Le photographe américain William Albert Allard raconte ses escapades photographiques à Paris
Je me demande parfois si je me flatte un peu trop, en utilisant le terme français « flâneur » en évoquant la façon dont je travaille quand je suis à Paris. Il est vrai pourtant que depuis plus de cinquante ans en tant que photographe, j’ai vraiment adopté l’attitude d’un flâneur, où que mes missions professionnelles et projets personnels me mènent dans ma quête d’images. Me promener tout simplement, et observer le monde autour de moi, voilà ma méthode de prédilection. Edmund White est auteur de The Flâneur: A Stroll through the Paradoxes of Paris (le flâneur, promenade à travers les paradoxes de Paris), un livre que je considère comme la bible de l’observation humaine, du moins pour ce qui concerne les rues de Paris. Je m’identifie facilement à « son promeneur, qui se perd dans la foule, errant sans but, au gré de ses humeurs et de sa curiosité ». Dans la profession, tout le monde sait que je travaille dans la rue.
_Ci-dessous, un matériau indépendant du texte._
PR #3214, opened 2023-04-24
2217 label map translation

### LINKED ISSUE #2217: Translate Label Map
The Label Map is currently linked to from the navbar, but it hasn't yet been translated to Spanish. It probably should given its prominence.

justyeethan:
Resolves #2217 

Completed Label maps for all languages, and added some additional key translation changes. Since the label keys were in Pascal Case, I had to add an additional layer of translation to account for this, but it should cover all of the label types.

image

image

image

image


public/javascripts/Choropleths/InitializeStreets.js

Les événements et les lieux m’attirent comme des aimants. Je sillonne les ruelles en lacets des quartiers, je m’arrête dans un café ou un bar qui me fait de l’œil, je parcours les salles immenses des plus beaux musées, je fouille les coulisses des concerts et des défilés de mode… C’est là que j’aime mener mes explorations visuelles. Quelque soit l’endroit où je pars en quête d’image, j’y vais de manière fortuite. De toutes les villes que j’ai eu la chance de découvrir au cours de ma vie, Paris est la plus généreuse en hasards. White écrit que « Paris, plus que toute autre, est encore façonnée pour tenter le promeneur, lui faire miroiter les attraits d’une balade de plus, lui donner envie de marcher cinquante mètres encore, puis encore autant… ». C’est tellement vrai. J’ai toujours l’impression que la plus belle image se trouvera dans ces cinquante mètres, ou peut-être au prochain coin de rue.
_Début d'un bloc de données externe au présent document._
PR #3216, opened 2023-04-25
Fixes first context menu disconnect

### LINKED ISSUE #3166: Label context menu disconnected when placing first label
I've been noticing lately that the context menu is sometimes placed too high above the label, such that it is disconnected from the actual label icon! I just tried to test it out now, and it looks like it's happening on the first label that I place when I load the page -- same happens if I open the menu for a previously placed label instead of adding a new one. After that, the context menu seems to be in the correct place.

Not sure if it's an issue when we put the context menu below the label, it's a little harder to tell if that's incorrect with a quick eyeball test.

https://user-images.githubusercontent.com/6518824/223880024-bcda63c9-3eb2-45be-abdf-bbb5f0c85dc1.mp4

kevinjtwu:
Resolves #3166 

Fixes the first context menu (either first label placed or first existing label clicked) being disconnected from the label and connector. Also redesigns code for determining if and where the context menu is displayed to replace hardcoded values with variables.

Before: 
1. First label placed (or first existing label clicked)
image

2. Close and reopen context menu (or place another label) 
image

- Pedestrian Signal example
image

After:
1. First label placed (or first existing label clicked) 
image

2. Close and reopen context menu (or place another label) 
image

- Pedestrian Signal example 
image

##### Testing instructions
1. Navigate to Explore page
2. Place the first label (or click on existing label) and check context menu connection
3. Close and reopen context menu


misaugstad (changes requested):
Love that you were able to fix this!! I just have a couple comments to finish cleaning up!

Mostly what I want is for it to feel like the context menu is "coming out of" the label. There are two things that we need to make it feel like this:
1. The connector should probably overlap enough with the label to cover the border
2. The connector and context menu should actually be the same color as the labels

public/javascripts/SVLabel/src/SVLabel/canvas/ContextMenu.js
```diff
@@ -472,16 +472,30 @@ function ContextMenu (uiContextMenu) {
...
+            } else {
+                $severityMenu.css({visibility: 'inherit', height: '50px'});
+            }
             var windowHeight = $menuWindow.outerHeight();
 
             // Determine coordinates for context menu when displayed below the label.
             var topCoordinate = labelCoord.y + 20;
             var connectorCoordinate = -5;
 
+            var connectorStyle = window.getComputedStyle(document.getElementById("context-menu-vertical-connector"));
```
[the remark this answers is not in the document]
kevinjtwu: Implemented the changes!

public/javascripts/SVLabel/src/SVLabel/canvas/ContextMenu.js
```diff
@@ -472,15 +472,38 @@ function ContextMenu (uiContextMenu) {
...
             if (getStatus('disableTagging')) { disableTagging(); }
+
+            // Hide the severity menu for the Pedestrian Signal label type.
+            if (labelType === 'Signal') {
+                $severityMenu.css({visibility: 'hidden', height: '0px'});
+            } else {
+                $severityMenu.css({visibility: 'inherit', height: '50px'});
+            }
             var windowHeight = $menuWindow.outerHeight();
+            var connectorBuffer = 3; // for connector to overlap border of label icon
```
misaugstad, line 483: It looks like this is a constant, maybe change this to be called `CONNECTOR_BUFFER` and move it to the top of the file, maybe right after the section where `$connector` is defined? Somewhere around line 27.

public/javascripts/SVLabel/src/SVLabel/canvas/ContextMenu.js
```diff
@@ -472,15 +472,38 @@ function ContextMenu (uiContextMenu) {
...
+            var topCoordinate = labelCoord.y
+                + svl.LABEL_ICON_RADIUS
+                + parseInt(connectorHeight)
+                - connectorBuffer;
+            var connectorCoordinate = -1 * parseInt(connectorHeight);
 
             // Determine coordinates for context menu when displayed above the label.
-            if (labelCoord.y + windowHeight + 22 > util.EXPLORE_CANVAS_HEIGHT) {
-                topCoordinate = labelCoord.y - windowHeight - 22;
+            // labelCoord is top-left of label but should be center of rendered label, so must account for icon radius
```
misaugstad, line 496: Reminder to check the [Style Guide](https://github.com/ProjectSidewalk/SidewalkWebpage/wiki/Style-Guide) for comment style! Though if the first work is the name of a variable, you don't need to capitalize ;)

public/javascripts/SVLabel/src/SVLabel/canvas/ContextMenu.js
```diff
@@ -472,15 +472,38 @@ function ContextMenu (uiContextMenu) {
...
+            // Hide the severity menu for the Pedestrian Signal label type.
+            if (labelType === 'Signal') {
+                $severityMenu.css({visibility: 'hidden', height: '0px'});
+            } else {
+                $severityMenu.css({visibility: 'inherit', height: '50px'});
+            }
             var windowHeight = $menuWindow.outerHeight();
+            var connectorBuffer = 3; // for connector to overlap border of label icon
+
+            var connectorHeight = parseInt(window.getComputedStyle($connector[0]).getPropertyValue("height"));
```
misaugstad, line 485: You should keep the `parseInt` here and remove from all the places further down where you call it again on the already parsed variables! Might be enough to be able to fit some of those calculations that are split across multiple lines onto one line :grin:

public/javascripts/SVLabel/src/SVLabel/canvas/ContextMenu.js
```diff
@@ -472,15 +472,38 @@ function ContextMenu (uiContextMenu) {
...
             // Determine coordinates for context menu when displayed below the label.
-            var topCoordinate = labelCoord.y + 20;
-            var connectorCoordinate = -5;
+            var topCoordinate = labelCoord.y
+                + svl.LABEL_ICON_RADIUS
+                + parseInt(connectorHeight)
+                - connectorBuffer;
+            var connectorCoordinate = -1 * parseInt(connectorHeight);
 
             // Determine coordinates for context menu when displayed above the label.
```
misaugstad, line 495: Maybe this comment should be rewritten to:
>If there isn't enough room to show the context menu below the label, determine coords to display above.

So that it's clear why we're doing this.

misaugstad (changes requested):
This looks really great, thank you @kevinjtwu !!

I added a couple minor comments, and then there is one more minor thing:

It seems like_sometimes_ the connector can end up looking like it's slightly disconnected from the context menu. It will change as I pan around and such. Maybe we can just increase the length of the connector by a pixel or two and then make it overlap with the context menu by that amount more? There's no real harm in having some overlap since they're the same color, so we may as well!
Screenshot from 2023-05-11 16-25-38
Screenshot from 2023-05-11 16-25-20

kevinjtwu:
> It seems like_sometimes_ the connector can end up looking like it's slightly disconnected from the context menu. It will change as I pan around and such. Maybe we can just increase the length of the connector by a pixel or two and then make it overlap with the context menu by that amount more? There's no real harm in having some overlap since they're the same color, so we may as well!

Implemented the changes! The bug with the slight disconnect was a bit difficult to replicate consistently, but it should be fixed now!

Marcher dans Paris, c’est se promener parmi une infinité de pièces de théâtre en un acte, dont les scènes et décors, souvent splendides, changent en continu, peuplées à l’envie de personnages tout aussi beaux. Edmund White fait remarquer que « les Américains considèrent le trottoir comme un espace anonyme en coulisse, alors que pour les Français, il constitue la scène elle-même ». Il est dans le vrai, incontestablement.
Je nourris l’espoir que certaines des photos de ce livre et de cette exposition, des images tirées de trente-et-un ans de séjours – courts et moins courts, mais toujours trop courts – dans la Ville Lumière, éclairent les journées des lecteurs et visiteurs pendant de longues années à venir.
William Albert Allard
L’Américain William Albert Allard (né en 1937 à Minneapolis, Minnesota) est photographe documentaire. Il travaille depuis cinquante ans dans ce domaine, principalement pour le magazine National Geographic.